American consul-general Virginia Blaser.
Picture: Supplied

Trade between South Africa and the US remains robust and there is room and opportunity to expand trade between the two countries going forward.

This is the view of American consul-general Virginia Blaser, who took up the post in Cape Town in August.

Blaser made her remarks during a brief interview with The Herald yesterday during the second day of a whirlwind visit to the Eastern Cape and Port Elizabeth – her first to the region.

Holding wide experience of the African continent, Blaser previously served her country for more than a decade as a three-time deputy chief of mission and charge d’affaires in Uganda, Tanzania, Mauritius and the Seychelles.

Since joining the US Foreign Service in 1989, Blaser has also served in European capitals, in Central America and Washington.

Following a number of engagements in Nelson Mandela Bay – which included meetings with the municipal leadership, alumni of US government-sponsored exchange programmes and recipients of US government support – Blaser will visit East London.

Among other engagements there, she will visit a literacy initiative and a workshop on the Buffalo City Low Emissions Development Roadmap supported by the US Agency for International Development (USAID).

Blaser, who is the highest-ranking US official to visit Port Elizabeth since President Donald Trump took office, said there were about 600 American companies operating in South Africa.

While there was room for trade expansion, the country sought trading partners around the world that demonstrated transparency, no corruption and a welcoming business environment with ease of doing business.

Acknowledging the close ties of her country and the Sundays River Valley to the citrus export industry, she noted the big potential for closer cooperation between the two countries, particularly in the agri-processing sector.
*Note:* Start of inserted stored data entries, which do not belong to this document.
PR #1, opened 2017-04-03
First implementation

delvedor:
As titled, this is the very first implementation of the swagger plugin.
As usual, I've created a PR instead of push directly the code to master to discuss which is the best implementation and because the code is far from finished.

cc @mcollina 

TODO: 
- [x] basic implementation
- [x] serve swagger data in a route
- [ ] more test
- [x] *automatic generation of swagger UI (?)*
- [x] *serve the UI as a route (?)*


delvedor:
@mcollina generate the UI is not a trivial thing, I think we can merge this and then think about how support the UI generation as well.

delvedor:
Now we are exposing the `/documentation` route and returning by default a json object with the swagger declaration.

Probably this not cover the entire [swagger specification](https://swagger.io/specification/), but I think is a good starting point.

README.md
```diff
@@ -1,2 +1,98 @@
...
+  swagger: {
+    info: {
+      title: 'Test swagger',
+      description: 'testing the fastify swagger api',
+      version: '0.1.0'
+    },
+    host: 'localhost',
+    schemes: ['http'],
+    consumes: ['application/json'],
+    produces: ['application/json']
```
mcollina: are these the default?

.travis.yml
```diff
@@ -0,0 +1,6 @@
+language: node_js
+node_js:
+  - "7"
```
mcollina: node 8 is missing

index.js
```diff
@@ -0,0 +1,224 @@
...
+    for (var node of fastify) {
+      // The node path name
+      const url = formatParamUrl(Object.keys(node)[0])
+      // object with all the methods of the node
+      const routes = node[Object.keys(node)[0]]
+      const swaggerRoute = {}
+      swaggerRoute[url] = {}
+
+      // let's iterate over the methods
+      Object.keys(routes).forEach(method => {
```
mcollina: I think you might have way better perf using a `for`  loop. You are allocating a new function for each node in fastify.

index.js
```diff
@@ -0,0 +1,224 @@
...
+        const route = routes[method]
+        swaggerRoute[url][method] = {}
+
+        const parameters = []
+        const schema = route.schema.schema
+
+        // All the data the user can give us, is via the schema object
+        if (schema) {
```
mcollina: A nice feature would be to hide a route, even if it has a schema.

index.js
```diff
@@ -0,0 +1,224 @@
...
+          properties: {
+            yaml: { type: 'boolean' }
+          }
+        },
+        response: {
+          200: {
+            description: 'The swagger definition of the routes',
+            type: 'object',
+            properties: {
+              hello: { type: 'string' }
```
mcollina: this is probably no true.

index.js
```diff
@@ -0,0 +1,224 @@
...
+            }
+          }
+        }
+      }
+    }, function (req, reply) {
+      if (req.query.yaml) {
+        return reply
+          .header('Content-Type', 'text/plain')
```
mcollina: this is probably not the mime type

index.js
```diff
@@ -0,0 +1,224 @@
...
+          .send(fastify.swagger({ yaml: true }))
+      }
+      reply.send(fastify.swagger())
+    })
```
mcollina: we should probably have some sort of caching in place.

README.md
delvedor: No, is just an example for the general configuration :)

index.js
delvedor: Ooooops :D

README.md
```diff
@@ -1,2 +1,98 @@
...
+
+## Install
+```
+npm i fastify-swagger --save
+```
+
+## Usage
+Add it to your project with `register` and pass it some basic options, then call the `swagger` api and you are done!
+
+*Note that currently only the generation of yaml/json files is supported, the swagger UI will not be generated.*
```
mcollina: do you plan to add the swagger-ui here?

README.md
mcollina: Then those would need to be documented somewhere, as they are not clear.

index.js
delvedor: https://www.quora.com/What-is-the-correct-MIME-type-for-YAML-documents
Thoughts?

index.js
delvedor: We can use a custom property,`hide: true`, for example?

README.md
delvedor: Yeah, I must update the whole docs.

index.js
mcollina: I would go for `application/x-yaml` with an explanation and a link to the IANA registry.

README.md
delvedor: I'd like to, but I must figure out how to do it.

index.js
```diff
@@ -30,25 +30,32 @@ function fastifySwagger (fastify, opts, next) {
         },
         response: {
           200: {
-            description: 'The swagger definition of the routes',
-            type: 'object',
-            properties: {
-              hello: { type: 'string' }
-            }
+            description: 'The swagger definition of the routes'
```
mcollina: I would hide this by default.

delvedor: We can't, the response **must** have the description property, if we don't set it by hand, this plugin will set it at `"Default response"`.

mcollina: I mean with `hide: true`, so that it does not show up.

README.md
allevo: Is it done?

README.md
```diff
@@ -1,2 +1,107 @@
...
+      properties: {
+        hello: { type: 'string' }
+      }
+    }
+  }
+}, (req, reply) => {})
+
+fastify.ready(err => {
+  if (err) throw err
+  fastify.swagger()
```
allevo: Why this?
Can this plugin attach to `ready` avvio event to generate the swagger?

I don't remember if `fastify` allow it, but what happen if a route is attached after the start up? Can be rebuild with a `{ force: true }`?

delvedor: `fastify.swagger()` is a synchronous api, we can't use `.ready` inside as we did for `inject`, otherwise send the result inside a route will be painful.

> I don't remember if fastify allow it, but what happen if a route is attached after the start up? Can be rebuild with a { force: true }?

I didn't try, but I don't think it's a good idea. Furthermore, which is the use case?

README.md
allevo: @delvedor here!

README.md
allevo: > I didn't try, but I don't think it's a good idea. Furthermore, which is the use case?

no one. Please update the doc

delvedor:
I've added a basic support for the swagger UI generation.
Please review. Every suggestion is well accepted :)

routes.js
```diff
@@ -0,0 +1,75 @@
+'use strict'
+
+const fp = require('fastify-plugin')
+const readFileSync = require('fs').readFileSync
+const resolve = require('path').resolve
+
+const files = {
+  html: readFileSync(resolve('static', 'index.html'), 'utf8'),
```
allevo: Truly this may wrong. `resolve` resolves the path from your `cwd` (the application path)

Maybe you can use this https://github.com/fastify/fastify-static

.travis.yml
```diff
@@ -0,0 +1,12 @@
+language: node_js
+node_js:
+  - "8"
```
mcollina: can you add node 9?

routes.js
```diff
@@ -0,0 +1,75 @@
...
+      case 'swagger-ui-bundle.js':
+        return reply.type('application/javascript').send(files.js)
+
+      case 'swagger-ui-standalone-preset.js':
+        return reply.type('application/javascript').send(files.preset)
+
+      default:
+        return reply.code(404).send(new Error('Not found'))
+    }
+  }
```
mcollina: can you use fastify-static for this?

index.js
```diff
@@ -0,0 +1,229 @@
...
+}
+
+/* function loadSwaggerUI (fastify, opts, next) {
+  swaggerTools.initializeMiddleware(opts.swaggerDoc, onMiddleware)
+
+  function onMiddleware (middleware) {
+    fastify.use(middleware.swaggerUi())
+    next()
+  }
+} */
```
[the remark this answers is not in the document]
delvedor: Ops! :D

routes.js
delvedor: I don't know if it is worth add a middleware just for serve this files.
Since this is just for the documentation I think this could be left as is.

PR #2, opened 2017-09-12
Some fixes

allevo:
Update fastify version.
Fix "undefined" support bug ([here](https://github.com/fastify/fastify-swagger/blob/first-implementation/index.js#L32) miss the `type` property)
Avoid to change schema of `Store` configuration

### DIFF
--- a/index.js
+++ b/index.js
@@ -242,4 +242,4 @@ function formatParamUrl (url) {
   }
 }
 
-module.exports = fp(fastifySwagger, '>=0.14.0')
+module.exports = fp(fastifySwagger, '>=0.27.0')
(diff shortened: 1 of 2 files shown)


allevo:
Uhm... I don't know: the previous code with the `fastify@0.27` doesn't work.
If you want I'll split this PR into 2 commit to see the break

mcollina:
Ok. Then let's increase the minimum version of fastify in what you pass in fastify-plugin.

allevo:
Please don't merge, example is broken.

Maybe some tests are needed

delvedor:
I've updated #1, thanks!

Issue #4, opened 2017-11-10
Hmm... Find a hard code here


qusiba:
https://github.com/fastify/fastify-swagger/blob/7d40a7b518c93e2fd43fd2f29a915a7c0dd2f88b/static/index.html#L75

qusiba:
Maybe can use this package https://www.npmjs.com/package/swagger-ui-dist

delvedor:
Pr are welcome :)

zenflow:
I think this can be closed. This URL is no longer hard-coded. This was addressed by PRs #7 & #9.

https://github.com/fastify/fastify-swagger/blob/b6b2b5fa3562cc7d75c5b06ca439d6cadfdb6fb9/static/index.html#L75

mcollina:
Fantastic!

PR #6, opened 2017-11-21
Adds support for OAS 3.0.0

nileshmali:
Adds support for OAS 3.0.0.

Fixes: #4


mcollina:
There are a lot of changes that are only about code formatting, can you please restore them as they were before?

nileshmali:
Sure. I will update.

zenflow:
@nileshmali Not sure what I'm missing here... What does OpenAPI Specification 3 have to do with issue #4 titled "Hmm... Find a hard code here"?

(Btw I think #4 can be closed, see comment there)

nileshmali:
@zenflow When I opened PR #4 was open. This PR adds support for OAS 3 and also fixes #4 plus this uses swagger-ui-dist to display swagger-ui.

nileshmali:
I will submit separate pull requests for each OAS 3 support and use of swagger-ui-dist.

zenflow:
@nileshmali Ahh I see.. the PR aimed at adding OAS 3 support and just incidentally you fixed #4.. cool

I think I see the value of adding OAS 3 support, but what is the value of using swagger-ui-dist? (May be good to put your answer in an issue)

PR #9, opened 2017-11-27
Support serving `/documentation` from prefixed path

zenflow:
Currently, if we try to register fastify-swagger inside a [route-prefixed plugin](https://github.com/fastify/fastify/blob/master/docs/Routes.md#route-prefixing), 
when we try to use the Swagger UI, we see in big letters "Failed to load spec." (and a message like `GET http://localhost:3002/documentation/json 404 (Not Found)` in the browser console).

This PR fixes the URL used to load the spec (`./documentation/json`), so that it's directory is the same as the other assets (e.g. `./documentation/swagger-ui.css`) which already work with prefixed paths.

### DIFF
--- a/static/index.html
+++ b/static/index.html
@@ -72,7 +72,7 @@ window.onload = function() {
   
   // Build a system
   const ui = SwaggerUIBundle({
-    url: `${window.location.origin}/documentation/json`,
+    url: resolveUrl('./documentation/json'),
     dom_id: '#swagger-ui',
     deepLinking: true,
     presets: [
@@ -86,6 +86,12 @@ window.onload = function() {
   })
 
   window.ui = ui
+
+  function resolveUrl (url) {
+      const anchor = document.createElement('a')
+      anchor.href = url
+      return anchor.href
+  }
 }
 </script>
 </body>


delvedor:
This happens because if a plugin (such as `fastify-swagger`) is registered with `fastify-plugin`, the prefix option will not work.
You can try to implement a similar solution to the one we have adopted in [`fastify-bankai`](https://github.com/fastify/fastify-bankai) :)

zenflow:
@delvedor The problem has nothing to do with the fact that the `prefix` option doesn't work on plugins that use fastify-plugin

I am trying to use fastify-swagger *inside* a route-prefixed (non-`fastify-plugin`) plugin, e.g.

```
fastify.register(apiPlugin, {prefix: '/api'})
function apiPlugin (fastify, options, next) {
  fastify.route(someRouteDefinition)
  fastify.register(fastifySwagger, {exposeRoute: true}) // <---
  next()
}
```

This causes the swagger spec and all the assets for swagger-ui to be served from `/api/documentation` (using my `/api` prefix).

The only problem is the bit of code I fixed in `index.html` that is looking for the json swagger spec at the wrong URL. It does not account for the possibility that everything is being served from a prefixed URL.

This PR fixes that bit of code, to find the swagger spec at `./documentation/json` (relative path, note the `.`) instead of `/documentation/json` (absolute path). Of course in both cases we are actually using a fully-qualified URL with the origin included.

I've tested this fix with my project, and it allows me to serve the swagger-ui from `/api/documentation`.

PR #18, opened 2018-01-05
Security

scriptjs:
Fixes security definitions and scope to enable apiKeys, methods, and scopes.


scriptjs:
So this give us global security definition providing the authenticate button as below:

screen shot 2018-01-05 at 7 46 44 pm

Pressing it shows the security options as below:

screen shot 2018-01-05 at 7 47 21 pm

Route security give us links on the locks for each route enabling the override for the method as in below:

screen shot 2018-01-05 at 7 47 36 pm

scriptjs:
@delvedor @mcollina On the README, the big thing to remember is that this is documentation and you must still implement the security to mate with it. I can definitely see that something more tightly integrated with fastify-auth should be possible so you get both out of the box.

scriptjs:
Can we get this merged or is there anything else needed for this before we do? I'm looking to work out the issue with the responses next, then will prepare the module under the fastify-openapi name last.

mcollina:
Can you update the README in that direction?

scriptjs:
@mcollina Hi. Yup, just doing that now. will send another commit in a few minutes.

Issue #13, opened 2017-12-26
Declare an empty response for 204


tnguyen14:
For 204 response (empty response), Swagger allows for its description by not specifying a `content` https://swagger.io/docs/specification/describing-responses/.

However, for `fastify-swagger`, I haven't found a way to do that yet. If I do:

```js
{
  schema: {
    response: {
      204: {
        description: 'Successfully deleted item'
      }
    }
  }
}
```

I get the following stacktrace:

```
Uncaught Exception Error: undefined unsupported
    at build (/Users/tri/project/node_modules/fast-json-stringify/index.js:80:13)
    at getValidatorForStatusCodeSchema (/Users/tri/project/node_modules/fastify/lib/validation.js:12:10)
    at /Users/tri/project/node_modules/fastify/lib/validation.js:18:21
    at Array.reduce (<anonymous>)
    at getResponseSchema (/Users/tri/project/node_modules/fastify/lib/validation.js:17:22)
    at build (/Users/tri/project/node_modules/fastify/lib/validation.js:44:28)
```

mcollina:
This is likely a bug in fastify itself rather than this module. Would you like to submit it there?

tnguyen14:
Sure thing. I opened https://github.com/fastify/fastify/issues/609

cortopy:
@mcollina @tnguyen14 I'm also interested in getting this working for 302 responses. What does remain to be done? I can see this has been open for a while. Happy to complete or submit a new PR

mcollina:
I'm not sure, check https://github.com/fastify/fastify-swagger/pull/19.

If you want to make this moving again, feel free to send a new PR.

PR #19, opened 2018-01-07
fixes empty response #13

scriptjs:
This is a simple fix. The trouble stems from making response objects for swagger from fastify responses. Fastify responses require a type because they all handed off for validation. Having an undefined type is no dice for the validator but 'null' is valid.

Safe to say, empty responses don't have a type, so setting type to 'null' makes this explicit for fastify. ie.

    response: {
      204: {
        description: 'Successful deleted item',
        type: 'null'
      }
    },

When null is set for empty responses, this change ensures it is looked up and the type property deleted when converted to a swagger response. This leaves the description only for documentation that works for swagger.

screen shot 2018-01-06 at 11 26 53 pm

### DIFF
--- a/index.js
+++ b/index.js
@@ -213,6 +213,8 @@ function genResponse (response) {
 
   Object.keys(response).forEach(key => {
     if (response[key].type) {
+      if (response[key].type === 'null') delete response[key].type
+
       var rsp = response[key]
       var description = response[key].description
       var headers = response[key].headers


index.js
```diff
@@ -213,6 +213,8 @@ function genResponse (response) {
 
   Object.keys(response).forEach(key => {
     if (response[key].type) {
+      if (response[key].type === 'null') delete response[key].type
```
mcollina: can you duplicate the object if you plan to make edits?

scriptjs: Not sure what your mean. If you edit your code to provide an object, you get the result of the object in the swagger documentation which is also valid for swagger.

scriptjs: I can add a unit test, but we because we are dealing with the swagger UI, we need nightmare to verify results we are getting in the documentation. I can go ahead and do this if you wish.

scriptjs: If you are good with the change, I'll commit a piece to the README concerning empty responses as well.

mcollina: As this caused a crash when the route was accessed, just add a test that does not crash the server/throw exception when rendering.

As for creating a copy: just create a new jnstance with the property you need if you want to delete things.

If you need only a one-level copy you can use Object.assign({}, obj) (check this), or if you need a deep copy use the clone npm module.

scriptjs: kk

mcollina:
Any updates on this one? Is this still something you want to pursue?

avasuro:
Same issue - looks like in current version of fastify-swagger there is no ability to set type: 'null' or omit type property.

With a significant portion of the region’s citrus already being exported to the US, particularly when America’s own citrus industry is out of season, increasing focus is being placed on the greater Nelson Mandela Bay region’s growing potential as an agri-processing hub and with a specific focus on the export market.

This is based on access to two ports in the Bay, its proximity to the agricultural industry and access to infrastructure and benefits such as those offered by the Coega Special Economic Zone.

Blaser reinforced international acknowledgement of South Africa as the economic gateway to the continent.

“South Africa is certainly very well positioned as the gateway to the continent, but the Cape [and Cape Town] must certainly be the actual gateway.

“That area is endowed with skills, intellectuals, drive and the business infrastructure and environment to fulfil this role.”

Blaser said the US would continue to play a significant role in addressing the country’s challenges in the education and health sectors and would continue to plough funds into its programmes addressing early childhood development, and in the health sector, particularly around HIV and Aids.